Likewise, the concern that there will be a substantial increase in unbranded or counterfeit cigarette supply is unfounded. What is more likely is that the introduction of plain packaging will make cigarette production far cheaper, therefore making the illegal market less profitable, and less cost effective.
It is surely undeniable that banning all branding will lead to a "substantial increase" in the supply of unbranded cigarettes. That is kind of the point, no?

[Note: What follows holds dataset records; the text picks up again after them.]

PR #2730, opened 2020-06-23
exp/services/recoverysigner: add encryption-tink-keyset-public [WIP]

### LINKED ISSUE #2733: exp/services/recoverysigner: add encryption-tink-keyset-public config

howardtw:
<details>
  
### PR Structure

  otherwise).
  packages.

### Thoroughness

### Release planning

</details>

### What

This PR introduces a new env `encryption-tink-keyset-public` so that deployers can start the service with just an encrypter without a decrypter. The original `encryption-tink-keyset` has been renamed to `encryption-tink-keyset-private` to reflect the addition. Both `encryption-tink-keyset-public` and `encryption-tink-keyset-private` are optional.

We are doing the best effort to start the service:
1. it is possible to start the service without an encrypter and a decrypter. i.e. both account registration and signing operation won't be working.
2. when `encryption-tink-keyset-public` is configured and `encryption-tink-keyset-private` isn't, we will start the service with just the encrypter. i.e. signing operation won't be working.
3. when `encryption-tink-keyset-public` isn't configured and `encryption-tink-keyset-private` is, we will try to get an encrypter from the private key just like what we are doing before this PR.
4. when `encryption-tink-keyset-public` and `encryption-tink-keyset-private` are both configured, we will cross-check that they are compatible. i.e. the decrypter can decrypt what the encrypter encrypts. The service won't be started if they are not compatible.
5. It's also possible to start the service with just the decrypter. When the `encryption-kms-key-url` and `encryption-tink-keyset-private` are configured and `encryption-tink-keyset-public` is not, we will try to start the service even when we fail to decrypt the private keyset with AWS KMS. There's no guarantee that the decrypter will work tho.

### Why

We want to start the service even when we have trouble contacting AWS KMS. Starting the recovery signer with a few endpoints not working is a valid use case.

### Known limitations

There are risks booting up the service with partial functionality. It becomes possible that we don't have a decrypter to decrypt what an encrypter encrypts if we start the service only with the encrypter. In addition, when we start the service without making sure AWS KMS is able to decrypt the keyset, the signing endpoint won't work even we have a decrypter. The warnings have been captured in log messages. 

Close #2733


leighmcculloch:
Some thoughts about the behaviors defined above:

>1. it is possible to start the service without an encrypter and a decrypter. i.e. both account registration and signing operation won't be working.

If the encryption parameters aren't passed then we should support the `--signing-key` parameter as we do today. The app needs to be able to start using its existing capabilities of using a shared key(s). So if that's what this means that sounds good.

>2. when `encryption-tink-keyset-public` is configured and `encryption-tink-keyset-private` isn't, we will start the service with just the encrypter. i.e. signing operation won't be working.

I don't think there's a situation where we'd want to configure a service in this way. This would more likely be a result of human error if the service was configured this way and so if the public was set without the private that should probably be an error.

>3. when `encryption-tink-keyset-public` isn't configured and `encryption-tink-keyset-private` is, we will try to get an encrypter from the private key just like what we are doing before this PR.

I think we should make the service work one way with this so that we have less code to maintain.

>4. when `encryption-tink-keyset-public` and `encryption-tink-keyset-private` are both configured, we will cross-check that they are compatible. i.e. the decrypter can decrypt what the encrypter encrypts. The service won't be started if they are not compatible.

I think cross checking sounds like a good idea, but if we can't reach AWS we should just drop a warning log saying AWS couldn't be reached and it couldn't be verified and continue.

>5. It's also possible to start the service with just the decrypter. When the `encryption-kms-key-url` and `encryption-tink-keyset-private` are configured and `encryption-tink-keyset-public` is not, we will try to start the service even when we fail to decrypt the private keyset with AWS KMS. There's no guarantee that the decrypter will work tho.

Similar to (3) if we are adding public we should just require the option with the private option so we don't need to implement around these options.

leighmcculloch:
I'm going to close this because of #2811.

As for counterfeiting, I'll have a glass of whatever these guys have been drinking. Let me get this straight - plain packaging will make cigarette production "far cheaper", but only for those who produce cigarettes in the legal market? For counterfeiters, however, the efficiency savings of only having to produce one pack design instead of 200 will miraculously not apply. Furthermore, these counter-feiters will be driven out of business because Big Tobacco will be so much more cost effective. I see...
Of course, the only way the legal market could beat the illicit market would be by driving down prices, since low prices are the USP of counterfeit goods, but this apparently will not happen in practice because the government will yet again put up taxes.
'The claim from the tobacco industry that plain packaging will potentially reduce cigarette prices, is likely to be correct,' says Professor Clarke. 'But this price decline can be readily offset by increases in the tobacco excise.'
In summary, then, plain packaging will make it cheaper and easier to manufacture cigarette packs, but not if you're a counterfeiter. The government will then increase cigarette prices which - despite the fact that the illicit trade exists solely because of artifically high prices in the first place - will mysteriously make illicit cigarettes less appealing and less profitable.
Anti-smoking economics - like normal economics but in reverse.